One of my most favorite movies of all time is My Fair Lady. In fact, as I type, I am watching my most favorite scene in it, the Ascot horse race. The excessive fashion of the Victorian era is extremely exaggerated for the movie. The message of it relates to me to be the attitude of many church denominations — appearance. To be more precise, traditional appearance.
There they are, precisely and similarly dressed in black and white, strutting their fashionable selves, behaving precisely according to stiff custom. The race begins.
I’ve never been to a horse race but I’ve been to hockey and football games. I’ve seen representations of horse races in movies. There appears to be a high level of excitement, shedding of inhibitions in the form of jumping up and down, cheering the horse you bet on, hugging if you won, ripping tickets and cursing if you lost money. In other words, the participants at the average horse race at least move.

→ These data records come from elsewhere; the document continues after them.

PR #1316, opened 2017-04-10
Log cross-shard queries

### LINKED ISSUE #1308: Add session-level GUC to log all cross-shard queries
One of the issues that frequently comes up in customers migrating to Citus, especially in a multi-tenant model, is understanding if there are any cross-shard (i.e. realtime/task-tracker executor) queries in a particular part of the customer's application code.

Right now one has to manually check all executed SQL and verify that the tenant_id is present on the queries.

Ideally we'd have a GUC (e.g. `citus.log_dist_statement`, defaulting to `off`) on the coordinator that can be set on a per-session basis to something like `cross_shard` or `multi-shard`.

When enabled all cross-shard queries should be output to the logfile, similar to how `log_statement` is output:

```
2014-11-24 22:17:15 CET LOG:  statement: SELECT * FROM objects WHERE id = 123;
```

---

**Stretch goal:**

We could consider including the duration in the output as well, or even naming this `citus.log_min_duration_multi_shard_statement` and make it work similarly to `log_min_duration_statement` (i.e. `-1` is the default and logs nothing, `0` logs everything, `500` logs every cross-shard/multi-shard query that is slower than 500ms).

This is not required however, since the customer mostly cares whether they missed any cross-shard queries in their app migration work (i.e. forgot to add tenant_id to queries), and would only use this in development.

velioglu:
Fixes #1308 

Inform user about cross shard queries according to the log level defined by citus.log_dist_statement. Uses the same log levels with error level codes.

### DIFF
--- a/src/backend/distributed/executor/multi_server_executor.c
+++ b/src/backend/distributed/executor/multi_server_executor.c
@@ -29,6 +29,7 @@
 int RemoteTaskCheckInterval = 100; /* per cycle sleep interval in millisecs */
 int TaskExecutorType = MULTI_EXECUTOR_REAL_TIME; /* distributed executor type */
 bool BinaryMasterCopyFormat = false; /* copy data from workers in binary format */
+int MultiTaskQueryLogLevel = MULTI_TASK_QUERY_INFO_OFF; /* multi-task query log level */
 
 
 /*
@@ -56,6 +57,15 @@ JobExecutorType(MultiPlan *multiPlan)
 	{
 		ereport(DEBUG2, (errmsg("Plan is router executable")));
 		return MULTI_EXECUTOR_ROUTER;
+	}
+
+	/* if it is not a router executable plan, inform user according to the log level */
+	if (MultiTaskQueryLogLevel != MULTI_TASK_QUERY_INFO_OFF)
+	{
+		ereport(MultiTaskQueryLogLevel, (errmsg("multi-task query about to be executed"),
+										 errhint("Queries are split to multiple tasks "
+												 "if they have to be split into several"
+												 " queries on the workers.")));
 	}
 
 	if (executorType == MULTI_EXECUTOR_REAL_TIME)
--- a/src/backend/distributed/planner/multi_router_planner.c
+++ b/src/backend/distributed/planner/multi_router_planner.c
@@ -34,6 +34,7 @@
 #include "distributed/multi_logical_optimizer.h"
 #include "distributed/multi_physical_planner.h"
 #include "distributed/multi_router_planner.h"
+#include "distributed/multi_server_executor.h"
 #include "distributed/listutils.h"
 #include "distributed/citus_ruleutils.h"
 #include "distributed/relation_restriction_equivalence.h"
@@ -341,6 +342,15 @@ CreateInsertSelectRouterPlan(Query *originalQuery,
 		}
 
 		++taskIdIndex;
+	}
+
+	if (MultiTaskQueryLogLevel != MULTI_TASK_QUERY_INFO_OFF &&
+		list_length(sqlTaskList) > 1)
+	{
+		ereport(MultiTaskQueryLogLevel, (errmsg("multi-task query about to be executed"),
+										 errhint("Queries are split to multiple tasks "
+												 "if they have to be split into several"
+												 " queries on the workers.")));
 	}
 
 	/* Create the worker job */
--- a/src/backend/distributed/shared_library_init.c
+++ b/src/backend/distributed/shared_library_init.c
@@ -92,6 +92,16 @@ static const struct config_enum_entry multi_shard_commit_protocol_options[] = {
 	{ NULL, 0, false }
 };
 
+static const struct config_enum_entry multi_task_query_log_level_options[] = {
+	{ "off", MULTI_TASK_QUERY_INFO_OFF, false },
+	{ "debug", DEBUG2, false },
+	{ "log", LOG, false },
+	{ "notice", NOTICE, false },
+	{ "warning", WARNING, false },
+	{ "error", ERROR, false },
+	{ NULL, 0, false }
+};
+
 /* *INDENT-ON* */
 
 
@@ -610,6 +620,16 @@ RegisterCitusConfigVariables(void)
 					 "The random policy picks all workers randomly."),
 		&ShardPlacementPolicy,
 		SHARD_PLACEMENT_ROUND_ROBIN, shard_placement_policy_options,
+		PGC_USERSET,
+		0,
+		NULL, NULL, NULL);
+
+	DefineCustomEnumVariable(
+		"citus.multi_task_query_log_level",
+		gettext_noop("Sets the level of multi task query execution log messages"),
+		NULL,
+		&MultiTaskQueryLogLevel,
+		MULTI_TASK_QUERY_INFO_OFF, multi_task_query_log_level_options,
 		PGC_USERSET,
 		0,
 		NULL, NULL, NULL);
--- a/src/include/distributed/multi_server_executor.h
+++ b/src/include/distributed/multi_server_executor.h
@@ -36,6 +36,8 @@
 #define JOB_CLEANUP_QUERY "SELECT task_tracker_cleanup_job("UINT64_FORMAT ")"
 #define JOB_CLEANUP_TASK_ID INT_MAX
 
+#define MULTI_TASK_QUERY_INFO_OFF 0  /* do not log multi-task queries */
+
 
 /* Enumeration to track one task's execution status */
 typedef enum
@@ -184,6 +186,7 @@ extern int RemoteTaskCheckInterval;
 extern int MaxAssignTaskBatchSize;
 extern int TaskExecutorType;
 extern bool BinaryMasterCopyFormat;
+extern int MultiTaskQueryLogLevel;
 
 
 /* Function declarations for distributed execution */
--- a/src/test/regress/expected/multi_cross_shard.out
+++ b/src/test/regress/expected/multi_cross_shard.out
@@ -1,0 +1,191 @@
+--
+-- MULTI_CROSS_SHARD
+--
+-- Tests to log cross shard queries according to error log level
+--
+-- Create a distributed table and add data to it
+CREATE TABLE multi_task_table
+(
+	id int, 
+	name varchar(20)
+);
+SELECT create_distributed_table('multi_task_table', 'id');
+ create_distributed_table 
+--------------------------
+ 
+(1 row)
+
+INSERT INTO multi_task_table VALUES(1, 'elem_1');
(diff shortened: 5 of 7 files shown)


src/test/regress/expected/multi_cross_shard.out
```diff
@@ -0,0 +1,51 @@
...
+SELECT * FROM t1;
+ id |  name  
+----+--------
+  1 | elem_1
+  3 | elem_3
+  2 | elem_2
+(3 rows)
+
+-- Get warning messages with the log level 'warning'
+SET citus.log_dist_statement TO warning;
```
metdos: Default error level is `notice`, you don't need to set it to `warning`.
https://www.postgresql.org/docs/9.6/static/runtime-config-logging.html#RUNTIME-CONFIG-SEVERITY-LEVELS

src/backend/distributed/executor/multi_server_executor.c
```diff
@@ -29,6 +29,7 @@
 int RemoteTaskCheckInterval = 100; /* per cycle sleep interval in millisecs */
 int TaskExecutorType = MULTI_EXECUTOR_REAL_TIME; /* distributed executor type */
 bool BinaryMasterCopyFormat = false; /* copy data from workers in binary format */
+int CrossShardLogType = CROSS_SHARD_INFO_OFF; /* cross shard log type */
```
metdos: Rename to `CrossShardLogLevel`?

src/include/distributed/multi_server_executor.h
```diff
@@ -104,6 +104,16 @@ typedef enum
 	CONNECT_ACTION_CLOSED = 2
 } ConnectAction;
 
+/* Enumeration that defines the different log types of cross shard queries */
+typedef enum
+{
+	CROSS_SHARD_INFO_NONE = 0,
+	CROSS_SHARD_INFO_OFF = DEBUG5 - 1, /* TODO : May change it */
```
metdos: This is hacky. Also, we can ditch `CROSS_SHARD_INFO_NONE ` and have `CROSS_SHARD_INFO_OFF ` as the default one.

src/backend/distributed/executor/multi_server_executor.c
```diff
@@ -58,6 +59,9 @@ JobExecutorType(MultiPlan *multiPlan)
 		return MULTI_EXECUTOR_ROUTER;
 	}
 
+	/* if it is not a router executable plan, inform user according to the log level */
```
metdos: We can wrap this in an `if` block;

```
if(CrossShardLogType != CROSS_SHARD_INFO_OFF)
{
....

```

src/backend/distributed/shared_library_init.c
```diff
@@ -613,6 +621,16 @@ RegisterCitusConfigVariables(void)
 		0,
 		NULL, NULL, NULL);
 
+	DefineCustomEnumVariable(
+		"citus.log_dist_statement",
```
metdos: We can use the same name `citus.cross_shard_log_level`

marcocitus:
I don't think we refer to these as "cross shard queries" anywhere, only in #1308, which I found by Googling for "citus cross-shard queries" :). Could we name this GUC something else? (e.g. multi-shard queries / parallel queries / whatever @samay-sharma would call it)

samay-sharma:
@marcocitus : We have been using the word "cross-shard" pretty often now-a-days. I'm not sure where it started, probably from us saying "these operations span across shards".

I don't think we've put thought into what to name these kind of queries. Now that I think of it, cross-shard does seem a bit misleading. I think a more apt alternative would be "multi-shard queries".

How does citus.multi_shard_query_log_level sound for the config parameter? @lfittl , @saicitus , any objections / alternate suggestions on naming?

Also, semi-related, will a multi-shard INSERT / SELECT get logged with this? The reason I ask is that we recently noticed that INSERT SELECT says "router" in the explain plan with 32 tasks. It uses router but is multi-shard, so I think it should get logged but don't know if this change addresses that.

anarazel:
> How does citus.multi_shard_query_log_level sound for the config parameter? @lfittl , @saicitus , any objections / alternate suggestions on naming?

Isn't that also quite misleading? Given that router can query multiple
shards without any issue.  Maybe we should name it multi_task_query or
such?

samay-sharma:
Hmm, good point. I think task is a concept we don't introduce to our users. So, I'd be little hesitant to add a config with that name. Can we use a higher level but accurate term for this (I can't think of anything)?

Also, this brings us to a more higher level semi-related question around communicating Citus's SQL support with router. Queries going to a single-shard isn't accurate (because of co-located tables), single-node also isn't completely accurate (because single node can have multiple tasks whose results need to be combined). I won't hijack this conversation with discussion on this, but just something to think about and make more concrete.

marcocitus:
At least "Task" is something we use in EXPLAIN output, so that's quite visible to users. When you run `EXPLAIN` on a query it tells you whether or not it's a multi-task query.

src/backend/distributed/planner/multi_router_planner.c
```diff
@@ -169,6 +170,11 @@ CreateModifyPlan(Query *originalQuery, Query *query,
 {
 	if (InsertSelectQuery(originalQuery))
 	{
+		if (MultiTaskQueryLogLevel != MULTI_TASK_QUERY_INFO_OFF)
```
metdos: An InsertSelectQuery can have only one task, so you also need to check task count on this. You can move this check into  CreateInsertSelectRouterPlan() and also check task count.

src/backend/distributed/executor/multi_server_executor.c
```diff
@@ -58,6 +59,13 @@ JobExecutorType(MultiPlan *multiPlan)
...
+	if (MultiTaskQueryLogLevel != MULTI_TASK_QUERY_INFO_OFF)
+	{
+		ereport(MultiTaskQueryLogLevel, (errmsg("this query is multi-task query, that "
```
anarazel: There's a missing 'a' here, but I'd rephrase a bit more aggressively.  How about something roughly like`errmsg("multi-task about to be executed"), errhint("Queries use multiple tasks if they have to be split into several queries on the workers.")`

src/backend/distributed/shared_library_init.c
```diff
@@ -92,6 +92,15 @@ static const struct config_enum_entry multi_shard_commit_protocol_options[] = {
 	{ NULL, 0, false }
 };
 
+static const struct config_enum_entry multi_task_query_options[] = {
+	{ "off", MULTI_TASK_QUERY_INFO_OFF, false },
+	{ "log", MULTI_TASK_QUERY_INFO_LOG, false },
+	{ "notice", MULTI_TASK_QUERY_INFO_NOTICE, false },
+	{ "warning", MULTI_TASK_QUERY_INFO_WARNING, false },
+	{ "error", MULTI_TASK_QUERY_INFO_ERROR, false },
+	{ NULL, 0, false }
```
anarazel: I'd also allow some debug log level.

src/include/distributed/multi_server_executor.h
```diff
@@ -104,6 +104,16 @@ typedef enum
...
 
+/* Enumeration that defines the different log types of cross shard queries */
+typedef enum
+{
+	MULTI_TASK_QUERY_INFO_OFF = 0,
+	MULTI_TASK_QUERY_INFO_LOG = LOG,
+	MULTI_TASK_QUERY_INFO_NOTICE = NOTICE,
+	MULTI_TASK_QUERY_INFO_WARNING = WARNING,
+	MULTI_TASK_QUERY_INFO_ERROR = ERROR
+} MultiTaskQueryLogLevels;
```
anarazel: Seems a bit superflous to copy the definitions of LOG etc here, but doesn't matter much.

src/test/regress/expected/multi_cross_shard.out
```diff
@@ -0,0 +1,51 @@
+--
+-- MULTI_CROSS_SHARD
+--
+-- Tests to log cross shard queries according to error log level
+--
+ALTER SEQUENCE pg_catalog.pg_dist_shardid_seq RESTART 1440000;
+ALTER SEQUENCE pg_catalog.pg_dist_jobid_seq RESTART 1440000;
```
anarazel: No need for these resets here, no shard / job ids are being displayed.

src/test/regress/expected/multi_cross_shard.out
```diff
@@ -0,0 +1,51 @@
...
+  2 | elem_2
+(3 rows)
+
+SELECT AVG(id) AS avg_id FROM multi_task_tt;
+NOTICE:  this query is multi-task query, that spanning across shards
+       avg_id       
+--------------------
+ 2.0000000000000000
+(1 row)
+
```
anarazel: I think this also needs a test-case that ERRORs out.

src/test/regress/multi_schedule
```diff
@@ -33,6 +33,7 @@ test: multi_load_data
 test: multi_insert_select_behavioral_analytics_create_table
 test: multi_insert_select_behavioral_analytics_basics multi_insert_select_behavioral_analytics_single_shard_queries multi_insert_select_non_pushable_queries
 test: multi_insert_select
+test: multi_cross_shard
```
anarazel: Any chance you could find a parallel group to fit this in?  Without aggressively looking for that our test times will grow way too quickly.

src/test/regress/sql/multi_cross_shard.sql
```diff
@@ -0,0 +1,64 @@
...
+SET citus.multi_task_query_log_level TO error;
+INSERT INTO summary_table SELECT id, SUM(order_count) FROM raw_table GROUP BY id;
+
+-- Should have only three rows
+SET citus.multi_task_query_log_level to DEFAULT;
+SELECT * FROM summary_table;
+
+DROP TABLE multi_task_tt;
+DROP TABLE raw_table;
+DROP TABLE summary_table;
```
metdos: We should also add queries for task_tracker, router-select and single task insert-into select.

src/backend/distributed/planner/multi_router_planner.c
```diff
@@ -343,6 +344,15 @@ CreateInsertSelectRouterPlan(Query *originalQuery,
 		++taskIdIndex;
 	}
 
+	if (list_length(sqlTaskList) > 1 && MultiTaskQueryLogLevel !=
```
metdos: If we put `MultiTaskQueryLogLevel != MULTI_TASK_QUERY_INFO_OFF`, these would be more readable.

```
if (list_length(sqlTaskList) > 1 && 
MultiTaskQueryLogLevel != MULTI_TASK_QUERY_INFO_OFF)
```
```
if (MultiTaskQueryLogLevel != MULTI_TASK_QUERY_INFO_OFF && 
   (list_length(sqlTaskList) > 1
```

metdos:
Looks good, squash and 🚀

At the Ascot opening race, they pose. Yes, pose is the word I’m looking for. To do otherwise would expose emotion. Can’t have that. No raising of the arms. No clapping. No hopping. No dancing. No smiling or laughing or cheering.
But the lyrics to their prim song is as follows:
Every duke and earl and peer is here, everyone who should be here is here, what a smashing, positively dashing spectacle, the Ascot opening day. At the gate are all the horses waiting for the cue to fly away. What a gripping, absolutely ripping moment at the Ascot opening day. Pulses rushing, faces flushing. Heartbeats speed up. I have never been so keyed up! Any second now, they’ll begin to run. Hark! A bell is ringing, they are springing forward, look! It has begun!
So far the only muscles that have moved have been the lips and one arm to lift the binoculars slowly in unison. They remain locked into position as the horses rush by. The next move is to lower the binoculars, slowly in unison, and they continue —
What a frenzied moment that was. Didn’t they maintain an exhausting pace? It was a thrilling, absolutely chilling running of the Ascot opening race!
Although we know already that proper Brits are by definition, stiff, this is ridiculous.
I’m on the praise team. Along with the orchestra, I am on the platform, helping lead the congregation in prayerful or joyful praise of our Lord and King, Jesus Christ, who suffered for us. If I’m not looking at the lyrics on the back wall, I look at the congregation. I particularly enjoy seeing my husband lift holy hands in worship, the same man who, when we were young, preferred to fish on Sundays. But a disturbing number of the congregation is similiar to those in attendance at the Ascot opening day. I can’t judge their hearts — so stop before you start — I know that. I just notice that when Shout to the Lord is booming out the side doors, no one seems to be shouting. There’s a little more energy during Days of Elijah.
We’re hearing about the end days, about the prophecies of Joel, about revival in Biblical proportions — Brownsville style on steroids.
Whatever are these Brit-like mannequin worshippers going to do? Suddenly come to life or run out the back door faster than a speeding bullet? I suspect that at that point, when Joel’s prophecies are fact, that’s exactly what will happen. Others you wouldn’t expect to fire up will do exactly that.
Here in East Tennessee, you can’t shoot a BB gun without hitting a country church sign announcing yet one more revival. Pardon my cynicism but I tend to agree with the local Tennesseean in our class who suggested that when he was growing up, putting up the tent was just an opportunity for overtime for the pastor, an extra 3 to five nights when the plate is passed around again. Be sure to clap on the chorus.
What’s going to happen to the unsuspecting average clap-on-the-chorus Christian when God pours out His Spirit in such humongous doses, it’s unrecognizable? How will that average Christian respond to spontaneous dancing and shouting? Prophecying? Healings? Dropping like flies as they’re slain in the spirit?
I can hardly wait.
My advice to the country preachers who schedule an extra weekend now and then and call it a revival is “Be careful what you pray for.”